# Maruja14: 2000 posts y recién comienza !!!!



## aleCcowaN

*¡Felicidades Maruja! *
*por tus 2000 posts *
*donde siempre compartes*
*los tres elementos*
*de tu fórmula ganadora* 
*****tu sabiduría,**** *
*****tu cariño*** *
*****y tu bondad.****​ 
*Esperamos con ansias *
*los próximos 20.000*

       ​


----------



## heidita

La mejor
la más diplomática
la más buena
la más de lo más

un abrazo muy fuerte y siempre a tus pies

(¡¡¡¡y no te perdono que me hayas cogido!!!!!)

Herzlichen Glückwunsch!


----------



## Just_Wil

Felicidades, excelente trabajo


----------



## ordequin

¡FELICIDADES MARUJA14!
De tus post se desprende un gran sentido del humor.


----------



## Mei

Muchas felicidades y muchas gracias por tu ayuda!!!!!! 

Eres un solete!!! 

Mei


----------



## Antpax

heidita said:
			
		

> La mejor
> la más diplomática
> la más buena
> la más de lo más
> quote]
> 
> Poco más se puede decir, me adhiero completamente.
> 
> Muchas Felicidades, espero verte durante los próximos 2000.


----------



## Maruja14

*¡Alec! : Me pones colorá. ¡No exageras nada!, pareces de Sevilla  Gracias, tu cariño me conforta y tu amabilidad me abruma.*

*Heidi : ¡anda que tú tampoco exageras!
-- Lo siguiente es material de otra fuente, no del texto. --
Issue #4064, opened 2025-06-02
Add E2E test for otel collector and target allocator observability


swiatekm:
We currently don't have an E2E test for checking if [`spec.observability.metrics.enableMetrics`](https://github.com/open-telemetry/opentelemetry-operator/blob/main/docs/api/opentelemetrycollectors.md#opentelemetrycollectorspecobservabilitymetrics) creates ServiceMonitor and PodMonitor definitions which actually allow the metrics to be scraped correctly. Add a test that verifies this. This will require enabling the target allocator so the otel collector can scrape its own metrics, so it may as well check the same setting for target allocator itself.

See https://github.com/open-telemetry/opentelemetry-operator/issues/3990 for how this can be done using chainsaw.

carsontham:
i will work on this :)

swiatekm:
@carsontham thank you for taking this up. To give a bit more detail, for collector metrics we just want to check if we can get any metrics at all - it's not a project we own, so we don't have to verify what those are exactly. For the target allocator, we want to check exhaustively, same as we did for the operator. It's fine to do these in separate PRs, but I'll leave that decision up to you. Does that make sense?

carsontham:
hey @swiatekm ! i have created a PR [here](https://github.com/open-telemetry/opentelemetry-operator/pull/4106) for asserting target allocator metrics. Will follow up with another one to test the collector after this PR is approved :)

PR #4106, opened 2025-06-15
[chore] Added e2e tests for target allocator metrics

Debe de ser la mezcla germano-madrileña que tienes. Aprovecha mis próximas vacaciones para ponerte al día en cuanto a posts  *

*Will: nunca fallas, eres un encanto. Gracias guapo.  *

*Ordequin: Lo mismo te digo. Me encantan tus posts. Mil gracias.  *

*Mei: Tú si que eres un solete  Mil gracias, te lo agradezco de verdad.*

*Antpax: Muchas gracias. Vamos a por los siguientes 2000 si nos dejan, porque aunque parezca mentira, hay veces que el contador de post va hacia atrás. Tendremos que "pasar por el aro" y seguir adelante aunque nos breen a latigazos. Muchos besos y muchas gracias.  *


----------



## Miguelillo 87

MARU, que puedo decir yo, nada más que eres una excelente ortografísta y gramatísta; En tus post siempre encuentro mucha sabiduría y ganas de ayudar así como también ganas de aprender aunque a veces eres un poco necia (pero bueno que puedo decir yo de la necedad), Bravo y mil bravos y espero nunca nos prives de tu presencia  y que sigas así de sabia y emprendedora. ¡¡¡¡¡¡¡¡¡¡¡¡¡Muchas felicidades!!!!!!!!!!!!
T de antemano muchas gracias por las próximas resoluciones de mis dudas y más de antemano unas disculpas por las 3000 mil canas verdes que de seguro de sacaré.


----------



## Maruja14

*Miguelillo: Esta relación amor-odio que mantenemos tú y yo es lo que me hace sentir viva. Canas verdes sí que me sacas, pero no sé qué haría sin ti. Mil gracias.  *


----------



## lauranazario

Felicidades por tus 2000 mensajes... y por este lugarcito tan acogedor. 

Saludos,
LN


----------



## Fernando

Gracias por tus mensajes, Maruja.


----------



## VenusEnvy

*Maruja: Montón de gracias por tantos posts que ayudan a todos! *


----------



## EVAVIGIL

¡Felicidades, Maruja!
¡Por los próximos 2000!
Saluditos.
EVA.


----------



## Fernita

*Querida Maruja: ¡¡¡ Te felicito de corazón y no me olvido que fuiste la primera en ayudarme!!!!!!! *

*Lamentablemente, tengo mucha memoria. jajaja*
*No siempre ayuda PERO EN ESTE CASO, SÍ. *

*Te mando muchos cariños y agradezco que formes parte de esta comunidad tan maravillosa.*

*¡¡¡VAMOS MARUJA TODAVÍA!!!*

*Fernita  *


----------



## Maruja14

*Lauranazario: Muchas gracias por tu felicitación. Todavía me quedan algunos post para alcanzarte  *
*
Fernando: Gracias. Eres la inspiración de los foreros. Siempre aprendo de ti.  *

*VenusEnvy: Mil gracias. A ver si algún día alcanzo el conocimiento de tu idioma que tienes tú del nuestro.  *

*EvaVigil: Gracias paisana. A por ellos vamos. Abracitos  *

*Fernita: Bueno Fernita, me alegro de haber sido útil para ti. Yo sin embargo tengo muy mala memoria, pero no me olvidaré de tu amabilidad. Besos.   *


----------



## pickypuck

¡Muchas felicidades, Maruja!

(Hay que ver lo escondido que estaba este foro... creo que me paro aquí que felicitar con más de una semana de retraso no creo que tenga sentido).

¡Olé!


----------



## Maruja14

Muchas gracias ¡Olé!, siempre tiene sentido y se agradece de verdad.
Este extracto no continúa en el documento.